__Task directions__
Look through the data below and show every line that includes "serving".

__Record excerpts__
+-------+
PR #1168, opened 2026-08-16
[security][focom] Verify Kubernetes API TLS certificates by default

thc1006:
The FOCOM NBI Porch client decides whether to verify the Kubernetes API server certificate from `os.Getenv("PORCH_HTTPS_VERIFY") == "true"`, and `newPorchStorageWithToken` feeds the negation of that into `tls.Config.InsecureSkipVerify`. Anything that is not the exact string `true` leaves verification off, the variable being unset included. Both shipped manifests set it to `"false"`, so a deployment built from `config/` or from the kpt package attaches its service account bearer token to every Porch request over a connection whose peer was never authenticated. CWE-295.

This makes verification the default, moves the TLS setup onto client-go, and renames the opt-out so it cannot be reached by omission.

## The bundle was already mounted

The Kubernetes documentation on [accessing the API from a Pod](https://kubernetes.io/docs/tasks/run-application/access-api-from-pod/):

> If available, a certificate bundle is placed into the filesystem tree of each container at `/var/run/secrets/kubernetes.io/serviceaccount/ca.crt`, and should be used to verify the serving certificate of the API server.

That bundle is already mounted in the FOCOM pod. It was never read, while the token sitting next to it was attached to every request by `makeRequest`. `cmd/main.go` grants that service account `create;delete;get;list;patch;update;watch` on `porch.kpt.dev` packagerevisions and `get;list;watch` on secrets, which is what the token is worth to whoever intercepts it: read what the operator reads, and rewrite the package revisions GitOps then applies to the cluster.

The same page also says which address the certificate is good for:

> Kubernetes does not guarantee that the API server has a valid certificate for the hostname `kubernetes.default.svc`; however, the control plane **is** expected to present a valid certificate for the hostname or IP address that `$KUBERNETES_SERVICE_HOST` represents.

Both manifests pinned `KUBERNETES_BASE_URL=https://kubernetes.default.svc`, which is the address without the guarantee. Turning verification on while keeping that value would trade a silent failure for a noisy one on any cluster whose serving certificate lacks that SAN, so the variable goes from the manifests and the address comes from `KUBERNETES_SERVICE_HOST`/`PORT` in a pod. It stays available as an override for anyone reaching the API through a proxy.

Unlike the o2ims operator, nothing in another repository has to be published in step with this one.

An installed Deployment is a different question, and I had this wrong. Editing the manifests in git does not edit a cluster. A deployment applied before this still carries

```
KUBERNETES_BASE_URL=https://kubernetes.default.svc
PORCH_HTTPS_VERIFY=false
```

and if the image is upgraded without re-applying the package, that explicit URL still wins over the address the pod is told about. `PORCH_HTTPS_VERIFY` goes inert either way, so verification does turn on, but against the address without the SAN guarantee. A fresh install needs no configuration; an upgrade of an existing one needs those two variables removed. Anyone who set `KUBERNETES_BASE_URL` deliberately, to reach the API through a proxy, keeps it and supplies that endpoint's CA.

## What the client looks like now

The hand-built `http.Transport` is gone and connection settings come from a `rest.Config`. `rest.HTTPClientFor` turns that into the HTTP client, which is the path `newPorchStorageFromKubeconfig` already used, so the two constructors now differ only in where their credentials come from. Outside a cluster a CA bundle can be supplied through `KUBERNETES_CA_FILE` or `PorchStorageConfig.CAFile`, and an unreadable bundle fails at construction rather than degrading to an unverified connection.

Host and CA are read from the environment rather than through `rest.InClusterConfig`. That function reads the fixed service account token before it will return either, so a pod running with `automountServiceAccountToken: false` and its token projected somewhere else, which Kubernetes supports, supplied everything needed and was still refused. Reading the two variables directly also removes the earlier choice between swallowing every `InClusterConfig` error and failing on one that never mattered: half a service environment is a configuration error, and the in-pod CA requirement is enforced on its own.

The bundle follows the address rather than the pod:

```go
	origin := apiServerOrigin(restConfig.Host)
	if caFile == "" && inClusterHost != "" &&
		(origin == apiServerOrigin(inClusterHost) ||
			origin == apiServerOrigin(defaultKubernetesURL)) {
		caFile = inClusterCAFile // required, not best effort
	}
```

The first draft applied the cluster CA whenever `KUBERNETES_SERVICE_HOST` was set. An operator in a pod pointed at some other Porch endpoint then had the cluster CA pinned to a server that CA does not certify, and every connection to it would fail. The cluster serves its API at the advertised address and at `https://kubernetes.default.svc`; anything else keeps the system roots, so the certificate is still checked, against the right authorities.

That comparison is by endpoint and not by string. `https://10.96.0.1` and `https://10.96.0.1:443` are one endpoint with one certificate, as are the short and long spellings of an IPv6 address and any casing of a DNS name. Comparing URLs as written sent four such forms to the system roots:

```console
https://10.96.0.1:443                  -> cluster CA
https://10.96.0.1                      -> public roots
https://kubernetes.default.svc         -> cluster CA
https://kubernetes.default.svc:443     -> public roots
```

That fails closed on a private-CA cluster rather than weakening anything, but it fails a configuration that is correct. `apiServerOrigin` normalises scheme, host and effective port first.

Fuzzing the validator against what the transport actually dials turned up one class `url.Parse` does not cover. It refuses a percent escape in the host, but keeps a non-ASCII name as written, and `net/http` maps it before dialling:

```console
"https://ⓔxample.com"    parsed host "ⓔxample.com"
                         dialled     "example.com"
```

So an operator can name one host, have its origin computed from that name, and reach another. The host has to be a shape every parser reads the same way now: an IP literal, or a DNS name of letter-digit-hyphen labels. Of two hundred thousand random authorities drawn from an alphabet of separators, escapes and full-width lookalikes, seventeen hundred are accepted and every one parses to a host already in that shape, which is the shape `idna.ToASCII` leaves alone. Port zero is refused too, since `url.Parse` only checks that a port is digits. o2ims arrived at the same rule in #1170, and the two now return the same verdict for every address in a shared corpus of twenty, valid and hostile alike.

Three other paths that could have broken the invariant were closed after review. The endpoint must parse as an absolute `https` URL with a host and no embedded credentials, because a plaintext `KUBERNETES_BASE_URL` used to be accepted verbatim with `makeRequest` sending the token over it and no opt-out required; the skip flag deliberately does not make plaintext legal. In a pod with no readable CA the connection fell back to the system roots, which is a wider trust boundary rather than a failure, so that now refuses to start unless a bundle is supplied or verification is explicitly skipped. And a CA bundle combined with the skip flag is refused rather than quietly discarded, with the flag clearing only the bundle instead of the whole TLS config, so `ServerName` and client certificates survive it.

The opt-out is `UNSAFE_SKIP_TLS_VERIFY`, parsed with `strconv.ParseBool` so a typo cannot relax it, and logged at startup when engaged. It is named for what it does rather than as a reversed `_VERIFY` flag, because a flag that disables verification by being absent is how this default became insecure. `PORCH_HTTPS_VERIFY` is not read at all any more; honouring it would preserve exactly the value the manifests encode. Startup says so if it is still set.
+-------+
__Answer area__
> If available, a certificate bundle is placed into the filesystem tree of each container at `/var/run/secrets/kubernetes.io/serviceaccount/ca.crt`, and should be used to verify the serving certificate of the API server.
Both manifests pinned `KUBERNETES_BASE_URL=https://kubernetes.default.svc`, which is the address without the guarantee. Turning verification on while keeping that value would trade a silent failure for a noisy one on any cluster whose serving certificate lacks that SAN, so the variable goes from the manifests and the address comes from `KUBERNETES_SERVICE_HOST`/`PORT` in a pod. It stays available as an override for anyone reaching the API through a proxy.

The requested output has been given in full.